How to complete this task: Look through the data below for the line with "it to a 500.", and transcribe it exactly together with each line after it up to and including the line with "Grimmory should return". Give nothing else.

*****

PR #331, opened 2019-02-25
Add option to skip incompatible communication tests for address sanit…

bhatsach:
…izer

Introduce a new cmake option -DSKIP_ASAN_INCOMPATIBLE_TESTS to turn off
pub/sub and requester communication tests. This is needed to prevent the override
of LD_PRELOAD or library path to interfere from the working of address sanitizer

Connects to ros2/ci#245

### DIFF
--- a/test_communication/CMakeLists.txt
+++ b/test_communication/CMakeLists.txt
@@ -149,6 +149,8 @@ if(BUILD_TESTING)
   endfunction()
 
   macro(multi_targets)
+    # Define option to skip tests which interfere with address sanitizer.
+    option(SKIP_ASAN_INCOMPATIBLE_TESTS "Skip tests which are address sanitizer incompatible" OFF)
     # test publish / subscribe messages
     if(rmw_implementation1 STREQUAL rmw_implementation2)
       set(suffix "${suffix}__${rmw_implementation1}")
@@ -168,6 +170,9 @@ if(BUILD_TESTING)
       set(rmw_implementation2_is_fastrtps TRUE)
     endif()
     if(WIN32 AND (rmw_implementation1_is_fastrtps OR rmw_implementation2_is_fastrtps))
+      set(SKIP_TEST "SKIP_TEST")
+    endif()
+    if(SKIP_ASAN_INCOMPATIBLE_TESTS)
       set(SKIP_TEST "SKIP_TEST")
     endif()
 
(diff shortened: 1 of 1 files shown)


dirk-thomas:
Skipping all these tests sounds not like a good choice. It would be valuable t actually cover these cases.

bhatsach:
> Skipping all these tests sounds not like a good choice. It would be valuable t actually cover these cases.

Atleast for the current address sanitizer report, it does not seem to be adding extra value as the leaks detected by test_communication are already being detected by the other test_* and osrf_testing_tools tests.

dirk-thomas:
> Atleast for the current address sanitizer report, it does not seem to be adding extra value as the leaks detected by test_communication are already being detected by the other test_* packages

Then why include the `test_communication` package in the build in the first place?

bhatsach:
We could skip test_communication package entirely but I am more in favor of having this option based logic because:
* There are 16 leaks which are still being detected by the non skipped tests. I believe most/all of these are already being detected by other tests, but the more the tests it's better to detect the leaks
* When some other developer is trying to introduce address sanitizer or a similar feature to this package, he will not be starting from scratch and can use the fact that only some of the tests are incompatible

dirk-thomas:
> Atleast for the current address sanitizer report, it does not seem to be adding extra value as the leaks detected by test_communication are already being detected by the other test_* packages

Here you argue that disabling some test is fine because these cases are also covered elsewhere.

> I believe most/all of these are already being detected by other tests, but the more the tests it's better to detect the leaks

And here you argue that having additional tests being covered is good. These arguments are contradicting each other.

That is why I argued that it would make sense that the sanitizers cover all the tests (rather than a subset).

> that only some of the tests are incompatible

Maybe you can clarify what makes these tests "incompatible". I would think that it should be possible to use the sanitizers with these tests - it might just need some additional work?

bhatsach:
> > Atleast for the current address sanitizer report, it does not seem to be adding extra value as the leaks detected by test_communication are already being detected by the other test_* packages
> 
> Here you argue that disabling some test is fine because these cases are also covered elsewhere.
> 
> > I believe most/all of these are already being detected by other tests, but the more the tests it's better to detect the leaks
> 
> And here you argue that having additional tests being covered is good. These arguments are contradicting each other.
It's just that the extra tests can be easily run without any need for LD_PRELOAD or such changes, hence I prefer it to be there. 
> 
> That is why I argued that it would make sense that the sanitizers cover all the tests (rather than a subset).
> 
> > that only some of the tests are incompatible
> 
> Maybe you can clarify what makes these tests "incompatible". I would think that it should be possible to use the sanitizers with these tests - it might just need some additional work?

These tests are preventing the asan library from being the first in the library list and here's the exact error message:
"ASan runtime does not come first in initial library list; you should either link runtime to your application or manually preload it with LD_PRELOAD"
The only way I know to fix this is to set the LD_PRELOAD environment variable to libasan path before triggering the test.

bhatsach:
Closing this PR as we are looking for a solution which will avoid skipping the tests and help address sanitizer work with the test_communication tests

PR #338, opened 2019-03-14
Prepare 0.6.1

nuclearsandwich:
This commit should be fast-forwarded onto the crystal branch rather than squashed.

Since we don't do bloom releases for system_tests our release discipline has lapsed. There's a 0.6.0 tag for crystal but the package.xml version was never updated. This jumps them from 0.4.0 to 0.6.1 to enable backporting of test fixes.

### DIFF
--- a/test_cli/package.xml
+++ b/test_cli/package.xml
@@ -2,7 +2,7 @@
 <?xml-model href="http://download.ros.org/schema/package_format2.xsd" schematypens="http://www.w3.org/2001/XMLSchema"?>
 <package format="2">
   <name>test_cli</name>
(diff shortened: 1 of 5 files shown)


nuclearsandwich:
* Linux [Build Status](http://ci.ros2.org/job/ci_linux/6412/)
* Linux-aarch64 [Build Status](http://ci.ros2.org/job/ci_linux-aarch64/2795/)
* macOS [Build Status](http://ci.ros2.org/job/ci_osx/5270/)
* Windows [Build Status](http://ci.ros2.org/job/ci_windows/6244/)

PR #473, opened 2026-04-11
fix(kobo): handle missing book when pulling kobo metadata

### LINKED ISSUE #274: KoboEntitlementService.getMetadataForBook()` crashes with 500 when book does not exist
### What Went Wrong?

[This bug report was written with the assistance of an LLM, as I'm not tech savvy enough to understand]

[This may be related to https://github.com/grimmory-tools/grimmory/issues/93 but I wasn't sure.]

When a Kobo device requests metadata for a book that either does not exist in Grimmory or exists without an associated file record, `KoboEntitlementService.getMetadataForBook()` throws an unhandled `java.util.NoSuchElementException` instead of returning a graceful 404. This causes the Kobo to receive a 500 and retry the sync in an infinite loop until the condition is resolved.
**Root cause**

`getMetadataForBook()` calls `List.getFirst()` on the result of a database query for the book's file records. When the list is empty — because the book was deleted, or the book record exists but has no associated file — `List.getFirst()` throws `NoSuchElementException`. This is not caught, and `GlobalExceptionHandler` maps it to a 500.

The crashing line:

```
at org.booklore.service.kobo.KoboEntitlementService.getMetadataForBook(KoboEntitlementService.java:280)
```

[Unsure. May work if you add a book, sync, delete it from the server then try to download if from the client without syncing first.]

Grimmory should return HTTP 404 when metadata is requested for a nonexistent book ID, allowing the Kobo to handle the missing book gracefully and move on.

Grimmory returns HTTP 500 on every metadata request for the missing book. The Kobo interprets this as a transient error and retries continuously, producing the following log loop approximately every 13 seconds:

```
INFO  o.b.service.kobo.KoboLibrarySyncService  : Synced 11 reading states to Kobo
INFO  o.b.service.kobo.KoboEntitlementService  : Synced 1 tags to Kobo
ERROR o.b.exception.GlobalExceptionHandler     : Unhandled exception: null

java.util.NoSuchElementException
    at java.base/java.util.List.getFirst(Unknown Source)
    at org.booklore.service.kobo.KoboEntitlementService.getMetadataForBook(KoboEntitlementService.java:280)
    at org.booklore.controller.KoboController.getBookMetadata(KoboController.java:138)
```

Caddy access log confirming the 500:

```
"method":"GET"
"uri":"/api/kobo/<token>/v1/library/24/metadata"
"status":500
```

Adding a new book to BookLore that receives the missing book ID satisfies the Kobo's metadata request and breaks the loop. This is not a reliable or scalable workaround.

### Your Setup

Grimmory 2.3.0
Docker on Debian
Kobo Clara BW

### Before Submitting

imnotjames:
## Description

instead of an uncaught error, missing books should be treated as a 404 not-found in the kobo metadata endpoint

**Linked Issue:** Fixes #274

## Changes

- return null instead of cause a `NullPointerException` when kobo book metadata won't exist
- return 404 when kobo book metadata is null

## Release Notes

* **Bug Fixes**
  * Improved error handling for the library metadata endpoint when requested books are not found, ensuring consistent HTTP 404 responses.
  * Enhanced robustness of metadata retrieval service to properly handle cases where book data is unavailable, preventing unexpected exceptions.
  * Added test coverage for null metadata scenarios.

### DIFF
--- a/booklore-api/src/main/java/org/booklore/controller/KoboController.java
+++ b/booklore-api/src/main/java/org/booklore/controller/KoboController.java
@@ -124,12 +124,16 @@ public class KoboController {
     @GetMapping("/v1/library/{bookId}/metadata")
     public ResponseEntity<?> getBookMetadata(@Parameter(description = "Book ID") @PathVariable String bookId) {
         if (StringUtils.isNumeric(bookId)) {
-            return ResponseEntity.ok(List.of(koboEntitlementService.getMetadataForBook(Long.parseLong(bookId), token)));
+            KoboBookMetadata metadata = koboEntitlementService.getMetadataForBook(Long.parseLong(bookId), token);
+
+            if (metadata != null) {
+                return ResponseEntity.ok(List.of(metadata));
+            }
         } else if(isForwardingToKoboStore()) {
             return koboServerProxy.proxyCurrentRequest(null, false);
-        } else {
-            throw ApiError.GENERIC_NOT_FOUND.createException("Not Found");
         }
+
+        throw ApiError.GENERIC_NOT_FOUND.createException("Not Found");
     }
 
     @Operation(summary = "Get reading state", description = "Retrieve the reading state for a book.")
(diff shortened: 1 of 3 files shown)


zachyale (approved):

balazs-szucs (approved):
Many thanks for Kobo PRs. It has been a pain point for many. I'm hoping, we can get into a very good shape in the next few releases (esp. in regards to stability). Generally, these a go a _very_ long way. Even though i cannot test these right now, but I think Zach did have a go at it.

*****

Written solution:
`getMetadataForBook()` calls `List.getFirst()` on the result of a database query for the book's file records. When the list is empty — because the book was deleted, or the book record exists but has no associated file — `List.getFirst()` throws `NoSuchElementException`. This is not caught, and `GlobalExceptionHandler` maps it to a 500.

The crashing line:

```
at org.booklore.service.kobo.KoboEntitlementService.getMetadataForBook(KoboEntitlementService.java:280)
```

[Unsure. May work if you add a book, sync, delete it from the server then try to download if from the client without syncing first.]

Grimmory should return HTTP 404 when metadata is requested for a nonexistent book ID, allowing the Kobo to handle the missing book gracefully and move on.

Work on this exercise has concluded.